To be mature is to stop blaming others

Do you remember when you were a kid? Childhood is a wonderful time and that's why we often think about it with a little nostalgia.

It represents the time when we discover the world and at the same time where we feel the protection and attention of adults.

During childhood and adolescence, it is our parents who are in charge of taking care of us and protecting us, meeting our needs and, above all, making decisions for us.

That's why growing up is an experience sometimes a bit difficult. What is certain is that as we grow up we lose comfort and security, but we gain something that is priceless: freedom.

As the years go by, we are gradually taking the reins of our own lives. First, we work to support ourselves.

However, there are other areas in which we also need to learn to take responsibility: our emotional ties for example, or our mental health.

That's the way we manage that responsibility that marks the difference between growing up and maturing. Time passes inexorably and we all grow up.

However, how we take responsibility for our emotions will determine our maturity.

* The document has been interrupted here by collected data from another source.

PR #820, opened 2022-08-16
Add `Dockerfile` to build eBPF object files

eiffel-fl:
Hi.

In this PR, I added a new `Dockerfile` which provides everything needed to build eBPF object files.

Best regards.

### DIFF
--- a/docs/CONTRIBUTING.md
+++ b/docs/CONTRIBUTING.md
@@ -60,6 +60,19 @@ installing the compilers to build it.
 If you push the container images to another registry, you can use the `--image`
 argument when deploying to the Kubernetes cluster.
 
+### Building the eBPF object files
+
+If you need to compile the eBPF code of the gadgets, the ebpf-objects target
+will help you in this task:
+
+```bash
+$ make ebpf-objects
+...
+go: downloading github.com/giantswarm/crd-docs-generator v0.7.1
+...
+Wrote /work/pkg/gadgettracermanager/containers-map/containersmap_bpfel.go
+```
+
 ### Building notes
 
 - The compilation uses `tools/image-tag` to choose the tag of the container


Dockerfiles/build-ebpf-objects.Dockerfile
```diff
@@ -0,0 +1,11 @@
+FROM golang:1.18
+# clang and llvm are needed by bpf2go.
+# gcc-multilib is needed for <asm/types.h>.
+# libelf-dev is needed to compile libbpf.
+RUN apt-get update && apt-get install -y clang llvm gcc-multilib libelf-dev
```
mauriciovasquezbernal, line 5: Can we stick to specific versions of those packages? (at least, clang-11, llvm-11)

Dockerfiles/build-ebpf-objects.Dockerfile
```diff
@@ -0,0 +1,11 @@
...
+# Let's install cutting edge libbpf.
+RUN git clone https://github.com/libbpf/libbpf.git && cd libbpf/src && mkdir build && OBJDIR=build make install -j
```
mauriciovasquezbernal, line 7: Same here, please stick to a fixed version of libbpf.

mauriciovasquezbernal (commented):
What about publishing this image and creating a rule on the makefile with the run command, so developers don't need to take care of building nor running the container:

```
ebpf-objects:
	docker run --rm -t --name ebpf-object-builder -v $(pwd):/work ghcr.io/kinvolk/inspektor-gadget-ebpf-builder
```

?

Dockerfiles/build-ebpf-objects.Dockerfile
```diff
@@ -0,0 +1,11 @@
...
+WORKDIR /work
+# The resulting docker image should be run with:
+# docker run --rm -t --name ebpf-object-builder -v/path/to/inspektor-gadget:/work name-of-this-image
+ENTRYPOINT make ebpf-objects
```
mqasimsarfraz, line 11: Wouldn't this only generate bpf objects for a single target like amd64? or the arm64 support is handled differently?

Dockerfiles/build-ebpf-objects.Dockerfile
```diff
@@ -0,0 +1,17 @@
+FROM golang:1.18
+# clang and llvm are needed by bpf2go.
+# gcc-multilib is needed for <asm/types.h>.
+# libelf-dev is needed to compile libbpf.
+RUN apt-get update \
+	&& apt-get install -y clang-11 llvm-11 gcc-multilib libelf-dev \
+	&& update-alternatives --install /usr/local/bin/llvm-strip llvm-strip $(which llvm-strip-11) 100 \
+	&& update-alternatives --install /usr/local/bin/clang clang $(which clang-11) 100
+# Let's install cutting edge libbpf.
```
mqasimsarfraz, line 9: Minor nit. Comment needs an update.

Dockerfiles/build-ebpf-objects.Dockerfile
```diff
@@ -0,0 +1,18 @@
+FROM golang:1.18
```
mauriciovasquezbernal, line 1: Call this file `ebpf-builder.Dockerfile`?

mauriciovasquezbernal:
Besides some nits the PR looks very good. I think there are further improvements that we can do later on: (I can create issues for it after it's merged)
- Automatically build and push the builder image using Github Actions
- Pre-download go packages in the image to avoid having to download them each time it's run. (RUN --mount could help)
- Provide documentation to indicate how to compile a single gadget (compiling all gadgets takes too long and could be annoying when trying modifications on a single gadget)
- Compile all the objects with this image and push them to the repo
- Check that compiled objects are updated on the CI

mauriciovasquezbernal (commented):
Right, I again wrote the comment in the wrong box...

mauriciovasquezbernal:
I also requested a review from @alban as he has experience building things inside containers :D.

Makefile
```diff
@@ -53,7 +55,11 @@ all: build local-gadget
 phony_explicit:
 
 ebpf-objects:
-	TARGET=$(GOHOSTARCH) go generate ./...
+	docker run --rm --name ebpf-object-builder -v $(shell pwd):/work ghcr.io/kinvolk/inspektor-gadget-ebpf-builder
```
alban, line 58: You could add:
```
--user $(shell id -u):$(shell id -g)
```
so that files don't belong to root.

(as it is done in the `lint` Makefile target below)

Dockerfiles/ebpf-builder.Dockerfile
```diff
@@ -0,0 +1,25 @@
...
+# To avoid hitting this:
+# failed to initialize build cache at /.cache/go-build: mkdir /.cache: permission denied
+# when run as non root.
+ENV GOCACHE=/tmp/
+# Create a directory which can be read, written and executed by everyone, this
+# avoid trouble when running as non root.
+RUN mkdir -m 777 /work
+WORKDIR /work
+# The resulting docker image should be run with:
+# docker run --rm --name ebpf-object-builder --user $(shell id -u):$(shell id -g) -v $(shell pwd):/work name-of-this-image
```
mauriciovasquezbernal, line 23: `shell` is only needed when running from the Makefile.

mauriciovasquezbernal:
> What do you mean by this?

We should use this image to compile and update the objects checked on the repo. Running `make ebpf-objects` makes a lot of them as modified and it shouldn't happen if I didn't change the source code.

Makefile
```diff
@@ -53,7 +53,11 @@ all: build local-gadget
 phony_explicit:
 
 ebpf-objects:
-	TARGET=$(GOHOSTARCH) go generate ./...
+	docker run --rm --name ebpf-object-builder --user $(shell id -u):$(shell id -g) -v $(shell pwd):/work ghcr.io/kinvolk/inspektor-gadget-ebpf-builder
```
mauriciovasquezbernal, line 56: break this line?

mauriciovasquezbernal: No a big deal, I was just trying to make it more readable since IMO a 140 long line is difficult to handle.

mauriciovasquezbernal (approved):
> But it explodes because it cannot overwrite some files which were created by root. I will fix this with some chown

I'm hitting the same problem. I fixed it with:

```
$ sudo chown 1000:1000 pkg/gadgets/*/*/tracer/*.o
```

Maybe we should put a note on the documentation about it, otherwise I think many folks will hit this same problem and it's not immediate to realize what's going on.

LGTM otherwise.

Mature is learning to look for solutions rather than guilty

Making decisions involves feeling emotions related to fear, error and uncertainty. Thus, we sometimes paralyze and have trouble choosing the path to take.

However, what is certain is that we are all wrong one daybecause making mistakes is part of the learning process.

Remember when you learned to add to school? At first, they seemed very complicated and you were often wrong. But with practice, adding up has become child's play.

Assuming that we are wrong implies a complex process of thinking and analyzing facts. That's whyit is sometimes easier to find external reasons that would justify our mistakes.

This is where the fault comes into play. Often, when we have to face obstacles or have a problem, our mind tries to find the culprits.

Thus, even when one bumps into an inanimate object, one reproaches him for being in the middle of the room. Have you ever walked without thinking in the hallway and banging your little toe on a toy that should not be here?

Without thinking, you only listen to your urge and criticize this "damn toy that has nothing to do here".

It's natural, lFrustration leads to looking for leaders.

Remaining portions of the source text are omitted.